Saved data entries
##########

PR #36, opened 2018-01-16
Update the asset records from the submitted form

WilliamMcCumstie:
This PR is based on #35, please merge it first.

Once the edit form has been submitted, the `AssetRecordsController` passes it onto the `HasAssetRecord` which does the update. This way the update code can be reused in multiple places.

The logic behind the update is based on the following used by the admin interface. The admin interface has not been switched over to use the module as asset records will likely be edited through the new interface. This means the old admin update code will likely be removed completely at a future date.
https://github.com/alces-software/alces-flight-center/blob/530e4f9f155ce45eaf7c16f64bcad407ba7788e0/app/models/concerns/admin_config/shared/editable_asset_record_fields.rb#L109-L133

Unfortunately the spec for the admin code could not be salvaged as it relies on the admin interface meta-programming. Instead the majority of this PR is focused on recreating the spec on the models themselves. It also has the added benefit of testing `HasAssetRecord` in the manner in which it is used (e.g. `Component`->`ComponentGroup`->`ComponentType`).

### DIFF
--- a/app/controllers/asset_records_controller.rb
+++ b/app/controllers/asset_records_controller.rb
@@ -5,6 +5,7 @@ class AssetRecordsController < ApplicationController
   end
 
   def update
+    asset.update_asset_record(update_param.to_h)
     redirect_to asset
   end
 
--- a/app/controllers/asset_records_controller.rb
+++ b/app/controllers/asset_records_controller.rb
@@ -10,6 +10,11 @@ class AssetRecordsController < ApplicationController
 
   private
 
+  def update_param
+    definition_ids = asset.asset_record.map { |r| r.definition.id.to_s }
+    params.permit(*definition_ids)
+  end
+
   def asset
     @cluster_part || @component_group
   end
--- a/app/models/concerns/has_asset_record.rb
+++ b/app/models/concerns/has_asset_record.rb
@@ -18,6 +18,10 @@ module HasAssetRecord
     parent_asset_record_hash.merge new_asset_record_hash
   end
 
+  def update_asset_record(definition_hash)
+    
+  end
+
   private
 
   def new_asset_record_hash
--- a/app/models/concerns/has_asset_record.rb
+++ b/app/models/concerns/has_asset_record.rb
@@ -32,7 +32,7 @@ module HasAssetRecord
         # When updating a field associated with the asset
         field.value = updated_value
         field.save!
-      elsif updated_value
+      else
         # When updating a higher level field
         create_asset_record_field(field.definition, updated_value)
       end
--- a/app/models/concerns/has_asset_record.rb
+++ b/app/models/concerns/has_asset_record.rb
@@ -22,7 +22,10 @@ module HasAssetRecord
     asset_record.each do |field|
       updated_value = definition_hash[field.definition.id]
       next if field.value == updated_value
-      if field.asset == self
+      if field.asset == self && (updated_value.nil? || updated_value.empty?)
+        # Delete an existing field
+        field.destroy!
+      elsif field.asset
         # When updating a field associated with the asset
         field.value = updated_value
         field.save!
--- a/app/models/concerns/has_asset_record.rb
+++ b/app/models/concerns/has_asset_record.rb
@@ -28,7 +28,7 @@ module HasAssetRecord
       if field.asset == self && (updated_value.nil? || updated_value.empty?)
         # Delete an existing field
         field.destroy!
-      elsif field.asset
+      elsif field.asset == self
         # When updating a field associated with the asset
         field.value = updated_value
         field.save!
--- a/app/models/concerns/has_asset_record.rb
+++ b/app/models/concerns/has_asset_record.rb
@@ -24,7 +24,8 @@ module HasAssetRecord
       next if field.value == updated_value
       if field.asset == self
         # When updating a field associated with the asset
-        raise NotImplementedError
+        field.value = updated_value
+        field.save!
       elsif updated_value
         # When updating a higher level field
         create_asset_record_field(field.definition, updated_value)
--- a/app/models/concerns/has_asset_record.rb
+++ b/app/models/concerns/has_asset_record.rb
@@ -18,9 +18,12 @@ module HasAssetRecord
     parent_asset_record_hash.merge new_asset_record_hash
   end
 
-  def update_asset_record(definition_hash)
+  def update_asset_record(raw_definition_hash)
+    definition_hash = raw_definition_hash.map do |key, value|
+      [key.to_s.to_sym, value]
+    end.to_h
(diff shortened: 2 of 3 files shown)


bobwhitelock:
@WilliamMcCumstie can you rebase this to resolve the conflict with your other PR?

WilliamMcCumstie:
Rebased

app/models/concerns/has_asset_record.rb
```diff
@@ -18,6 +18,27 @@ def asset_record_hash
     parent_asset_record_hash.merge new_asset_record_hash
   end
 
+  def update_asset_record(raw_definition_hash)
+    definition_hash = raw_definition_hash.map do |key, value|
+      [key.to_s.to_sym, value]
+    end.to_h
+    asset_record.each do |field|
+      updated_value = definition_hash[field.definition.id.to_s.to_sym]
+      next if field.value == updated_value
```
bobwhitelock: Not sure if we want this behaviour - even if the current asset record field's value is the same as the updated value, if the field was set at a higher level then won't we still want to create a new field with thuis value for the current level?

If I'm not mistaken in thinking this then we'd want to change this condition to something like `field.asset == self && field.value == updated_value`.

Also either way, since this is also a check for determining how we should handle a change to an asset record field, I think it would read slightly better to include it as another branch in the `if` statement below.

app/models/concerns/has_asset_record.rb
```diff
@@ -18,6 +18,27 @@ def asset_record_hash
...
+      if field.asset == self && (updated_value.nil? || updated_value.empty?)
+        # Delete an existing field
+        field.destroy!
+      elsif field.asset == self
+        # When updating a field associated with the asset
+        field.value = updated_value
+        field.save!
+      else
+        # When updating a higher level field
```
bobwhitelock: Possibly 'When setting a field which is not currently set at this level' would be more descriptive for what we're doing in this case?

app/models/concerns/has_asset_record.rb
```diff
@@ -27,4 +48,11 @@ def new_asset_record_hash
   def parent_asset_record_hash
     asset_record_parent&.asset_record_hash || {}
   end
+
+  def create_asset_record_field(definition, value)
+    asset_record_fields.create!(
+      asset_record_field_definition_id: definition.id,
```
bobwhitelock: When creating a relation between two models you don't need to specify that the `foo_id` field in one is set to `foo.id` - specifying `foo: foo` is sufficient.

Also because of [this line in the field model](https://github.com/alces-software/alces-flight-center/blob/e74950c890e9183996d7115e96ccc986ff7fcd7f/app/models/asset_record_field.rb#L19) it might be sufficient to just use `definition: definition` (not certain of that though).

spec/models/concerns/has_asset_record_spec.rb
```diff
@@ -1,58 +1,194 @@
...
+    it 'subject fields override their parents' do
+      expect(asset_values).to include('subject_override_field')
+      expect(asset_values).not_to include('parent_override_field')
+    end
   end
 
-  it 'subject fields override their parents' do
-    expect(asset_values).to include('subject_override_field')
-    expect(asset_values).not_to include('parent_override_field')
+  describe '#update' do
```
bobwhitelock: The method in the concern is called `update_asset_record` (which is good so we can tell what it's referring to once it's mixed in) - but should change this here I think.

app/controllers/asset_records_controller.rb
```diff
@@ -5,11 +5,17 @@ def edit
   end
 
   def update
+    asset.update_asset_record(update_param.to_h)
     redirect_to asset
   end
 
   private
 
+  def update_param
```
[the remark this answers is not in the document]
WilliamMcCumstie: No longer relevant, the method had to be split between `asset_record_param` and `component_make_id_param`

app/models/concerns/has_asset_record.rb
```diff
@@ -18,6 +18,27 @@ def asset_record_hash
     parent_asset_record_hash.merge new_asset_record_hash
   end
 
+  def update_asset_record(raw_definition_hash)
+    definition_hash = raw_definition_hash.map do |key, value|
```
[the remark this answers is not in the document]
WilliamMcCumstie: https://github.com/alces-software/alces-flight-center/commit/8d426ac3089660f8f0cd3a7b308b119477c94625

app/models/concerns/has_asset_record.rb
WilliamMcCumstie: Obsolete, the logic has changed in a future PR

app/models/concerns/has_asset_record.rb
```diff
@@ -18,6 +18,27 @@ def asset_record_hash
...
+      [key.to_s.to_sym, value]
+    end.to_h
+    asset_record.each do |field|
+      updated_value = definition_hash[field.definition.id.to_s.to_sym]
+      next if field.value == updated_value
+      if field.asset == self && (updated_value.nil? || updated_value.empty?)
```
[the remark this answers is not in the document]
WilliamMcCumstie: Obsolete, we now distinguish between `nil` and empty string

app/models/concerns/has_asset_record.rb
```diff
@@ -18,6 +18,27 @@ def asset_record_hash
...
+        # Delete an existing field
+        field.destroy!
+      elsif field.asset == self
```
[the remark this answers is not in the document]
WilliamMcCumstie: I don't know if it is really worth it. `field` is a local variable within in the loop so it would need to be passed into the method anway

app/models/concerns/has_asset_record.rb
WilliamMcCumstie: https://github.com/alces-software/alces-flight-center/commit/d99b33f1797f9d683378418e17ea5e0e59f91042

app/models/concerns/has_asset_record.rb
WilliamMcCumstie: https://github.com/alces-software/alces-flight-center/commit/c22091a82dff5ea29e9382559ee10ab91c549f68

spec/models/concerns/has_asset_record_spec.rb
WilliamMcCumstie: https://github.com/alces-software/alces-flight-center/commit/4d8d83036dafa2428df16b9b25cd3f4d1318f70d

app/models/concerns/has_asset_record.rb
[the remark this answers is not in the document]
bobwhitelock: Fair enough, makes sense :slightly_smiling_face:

##########

From the opening line of the data above, please print each line as written up to and including the line that contains "Once the edit", and nothing more.

Response for this exercise -
PR #36, opened 2018-01-16
Update the asset records from the submitted form

WilliamMcCumstie:
This PR is based on #35, please merge it first.

Once the edit form has been submitted, the `AssetRecordsController` passes it onto the `HasAssetRecord` which does the update. This way the update code can be reused in multiple places.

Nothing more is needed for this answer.